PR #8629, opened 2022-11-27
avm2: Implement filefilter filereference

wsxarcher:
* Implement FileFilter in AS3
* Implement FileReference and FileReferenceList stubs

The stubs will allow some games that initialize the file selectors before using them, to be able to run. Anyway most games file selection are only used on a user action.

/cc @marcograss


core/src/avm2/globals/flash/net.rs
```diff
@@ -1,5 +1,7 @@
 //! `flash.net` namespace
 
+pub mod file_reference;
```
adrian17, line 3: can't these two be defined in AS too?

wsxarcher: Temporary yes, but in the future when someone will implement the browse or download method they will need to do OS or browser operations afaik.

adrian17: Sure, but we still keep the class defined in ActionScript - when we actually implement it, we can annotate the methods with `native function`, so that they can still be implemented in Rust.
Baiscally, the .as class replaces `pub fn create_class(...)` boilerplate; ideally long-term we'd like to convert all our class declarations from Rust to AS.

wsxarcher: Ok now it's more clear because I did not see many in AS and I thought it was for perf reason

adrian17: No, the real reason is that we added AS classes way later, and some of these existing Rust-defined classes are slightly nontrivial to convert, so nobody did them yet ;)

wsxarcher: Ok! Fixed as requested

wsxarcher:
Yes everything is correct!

* * *

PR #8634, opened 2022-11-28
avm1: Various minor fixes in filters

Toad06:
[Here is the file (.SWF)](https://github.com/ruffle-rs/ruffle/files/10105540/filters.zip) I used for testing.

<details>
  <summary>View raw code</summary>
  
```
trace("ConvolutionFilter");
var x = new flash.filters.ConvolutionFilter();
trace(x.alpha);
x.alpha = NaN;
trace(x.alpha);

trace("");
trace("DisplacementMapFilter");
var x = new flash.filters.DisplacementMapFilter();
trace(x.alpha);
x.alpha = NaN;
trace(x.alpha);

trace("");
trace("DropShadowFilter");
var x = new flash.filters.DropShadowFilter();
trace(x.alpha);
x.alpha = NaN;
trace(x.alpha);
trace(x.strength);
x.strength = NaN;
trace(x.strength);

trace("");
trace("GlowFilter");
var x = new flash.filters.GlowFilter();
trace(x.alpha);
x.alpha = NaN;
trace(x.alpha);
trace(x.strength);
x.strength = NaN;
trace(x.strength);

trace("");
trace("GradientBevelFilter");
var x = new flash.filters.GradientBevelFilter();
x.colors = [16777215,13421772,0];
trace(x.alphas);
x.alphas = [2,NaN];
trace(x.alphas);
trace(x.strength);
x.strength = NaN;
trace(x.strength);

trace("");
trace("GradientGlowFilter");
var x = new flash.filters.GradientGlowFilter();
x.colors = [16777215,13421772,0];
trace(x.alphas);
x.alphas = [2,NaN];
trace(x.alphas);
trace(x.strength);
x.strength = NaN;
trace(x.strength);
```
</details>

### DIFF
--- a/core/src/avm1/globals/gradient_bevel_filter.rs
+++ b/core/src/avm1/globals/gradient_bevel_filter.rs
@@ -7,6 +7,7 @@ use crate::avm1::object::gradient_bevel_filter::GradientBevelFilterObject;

---

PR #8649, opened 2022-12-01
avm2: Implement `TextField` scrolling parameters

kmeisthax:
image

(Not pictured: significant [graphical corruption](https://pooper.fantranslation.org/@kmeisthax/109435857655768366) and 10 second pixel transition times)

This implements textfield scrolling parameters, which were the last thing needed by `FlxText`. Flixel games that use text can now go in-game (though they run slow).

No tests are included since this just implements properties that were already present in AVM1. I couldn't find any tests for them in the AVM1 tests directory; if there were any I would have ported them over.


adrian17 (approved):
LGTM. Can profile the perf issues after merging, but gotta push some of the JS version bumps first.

# [Exercise aim]
In the listing, find every line containing the word "reason" and list it.

# [Response]
wsxarcher: Ok now it's more clear because I did not see many in AS and I thought it was for perf reason
adrian17: No, the real reason is that we added AS classes way later, and some of these existing Rust-defined classes are slightly nontrivial to convert, so nobody did them yet ;)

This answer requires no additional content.